Assigned task = Please copy out each entry, word for word.

Dataset records =
PR #1534, opened 2025-09-26
JS: add app badge count and handling for notification badge field

DMLatrofa:


vereschagai (approved):
Generally OK, but the PR doesn't provide an ability to increment badge counter while application is in background. For that it needs to be implemented with Firebase service worker.

DMLatrofa:
> Generally OK, but the PR doesn't provide an ability to increment badge counter while application is in background. For that it needs to be implemented with Firebase service worker.

The best method is to have the badge count value directly in the request. When we have "inc" to increment the count we need to have a background listner in the application so that the js client that has access to the local storage is called and can properly increment the count. The alternative to have the service worker handle this is to implement an IndexedDB or use Cache Storage

PR #1539, opened 2025-09-30
matchesWithGlobPattern : infinite recursion

shkel:
The Problem :
The infinite recursion occurred because when the string was empty and the glob started with *, the function would call itself with the same empty string:
`if (strlen(str) == 0) {
	if (f == "*") matchesWithGlobPattern(str, strRight(glob, 1))  // str still ""`

The Solution :

1. Check glob first: If the glob is empty, we only match if the string is also empty
2. Extract restGlob once: Calculate strRight(glob, 1) once and reuse it to avoid redundant calls
3. Proper base case: When both string and glob are empty, return true; when glob is empty but string isn’t, return false

The key fix ensures that when processing * with an empty string, we advance the glob pattern (removing the *) before recursing, which eventually reaches the base case where the glob becomes empty.
The function now correctly handles cases like:
matchesWithGlobPattern("", "*") → true
matchesWithGlobPattern("", "**") → true
matchesWithGlobPattern("", "*a") → false
matchesWithGlobPattern("test", "*") → true

### DIFF
--- a/lib/text/wildcards.flow
+++ b/lib/text/wildcards.flow
@@ -67,17 +67,30 @@ isGlobPattern(str : string) -> bool {
 }
 
 matchesWithGlobPattern(str : string, glob : string) -> bool {
-	f = strLeft(glob, 1);
-	if (strlen(str) == 0) {
-		if (f == "*") matchesWithGlobPattern(str, strRight(glob, 1))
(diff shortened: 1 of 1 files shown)


shkel:
merged https://github.com/area9innovation/flow9/commit/47733643d884068deaf836d92a9da18795c7c637

PR #1604, opened 2026-04-30
MExpander: introduce MExpanderAriaLabelledByHeader

ykuzmenko73:
https://trello.com/c/Ak9b1Wnt/29305-add-shortcut-instruction-for-editor

currently we have the following HTML for expander's button:

```
<button id="_1x8ht6uvn" class="nativeWidget accessButton" aria-controls="expander_content_1" aria-describedby="expander_header_1" aria-expanded="false" aria-label="Expand" role="button" style="visibility: visible; width: 42px; height: 42px; pointer-events: auto;" tabindex="124"><p id="_6crzxlh38" class="nativeWidget textWidget" role="presentation" style="visibility: visible; white-space: pre; color: rgba(117, 117, 117, 0.8); font-family: &quot;Material Icons&quot;; font-size: 24px; line-height: 28px; width: 24px; height: 28px; left: 9px; top: 7px;"></p></button>
```

we have to remove aria-label="Expand"  and replace aria-describedby="expander_header_1" to aria-labelledby="expander_header_1"

it would be good to remove role="button" too, but this PR does not do it.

Solution for this problem =
PR #1534, opened 2025-09-26
JS: add app badge count and handling for notification badge field

DMLatrofa:


vereschagai (approved):
Generally OK, but the PR doesn't provide an ability to increment badge counter while application is in background. For that it needs to be implemented with Firebase service worker.

DMLatrofa:
> Generally OK, but the PR doesn't provide an ability to increment badge counter while application is in background. For that it needs to be implemented with Firebase service worker.

The best method is to have the badge count value directly in the request. When we have "inc" to increment the count we need to have a background listner in the application so that the js client that has access to the local storage is called and can properly increment the count. The alternative to have the service worker handle this is to implement an IndexedDB or use Cache Storage

PR #1539, opened 2025-09-30
matchesWithGlobPattern : infinite recursion

shkel:
The Problem :
The infinite recursion occurred because when the string was empty and the glob started with *, the function would call itself with the same empty string:
`if (strlen(str) == 0) {
	if (f == "*") matchesWithGlobPattern(str, strRight(glob, 1))  // str still ""`

The Solution :

1. Check glob first: If the glob is empty, we only match if the string is also empty
2. Extract restGlob once: Calculate strRight(glob, 1) once and reuse it to avoid redundant calls
3. Proper base case: When both string and glob are empty, return true; when glob is empty but string isn’t, return false

The key fix ensures that when processing * with an empty string, we advance the glob pattern (removing the *) before recursing, which eventually reaches the base case where the glob becomes empty.
The function now correctly handles cases like:
matchesWithGlobPattern("", "*") → true
matchesWithGlobPattern("", "**") → true
matchesWithGlobPattern("", "*a") → false
matchesWithGlobPattern("test", "*") → true

### DIFF
--- a/lib/text/wildcards.flow
+++ b/lib/text/wildcards.flow
@@ -67,17 +67,30 @@ isGlobPattern(str : string) -> bool {
 }
 
 matchesWithGlobPattern(str : string, glob : string) -> bool {
-	f = strLeft(glob, 1);
-	if (strlen(str) == 0) {
-		if (f == "*") matchesWithGlobPattern(str, strRight(glob, 1))
(diff shortened: 1 of 1 files shown)


shkel:
merged https://github.com/area9innovation/flow9/commit/47733643d884068deaf836d92a9da18795c7c637

PR #1604, opened 2026-04-30
MExpander: introduce MExpanderAriaLabelledByHeader

ykuzmenko73:
https://trello.com/c/Ak9b1Wnt/29305-add-shortcut-instruction-for-editor

currently we have the following HTML for expander's button:

```
<button id="_1x8ht6uvn" class="nativeWidget accessButton" aria-controls="expander_content_1" aria-describedby="expander_header_1" aria-expanded="false" aria-label="Expand" role="button" style="visibility: visible; width: 42px; height: 42px; pointer-events: auto;" tabindex="124"><p id="_6crzxlh38" class="nativeWidget textWidget" role="presentation" style="visibility: visible; white-space: pre; color: rgba(117, 117, 117, 0.8); font-family: &quot;Material Icons&quot;; font-size: 24px; line-height: 28px; width: 24px; height: 28px; left: 9px; top: 7px;"></p></button>
```

we have to remove aria-label="Expand"  and replace aria-describedby="expander_header_1" to aria-labelledby="expander_header_1"

it would be good to remove role="button" too, but this PR does not do it.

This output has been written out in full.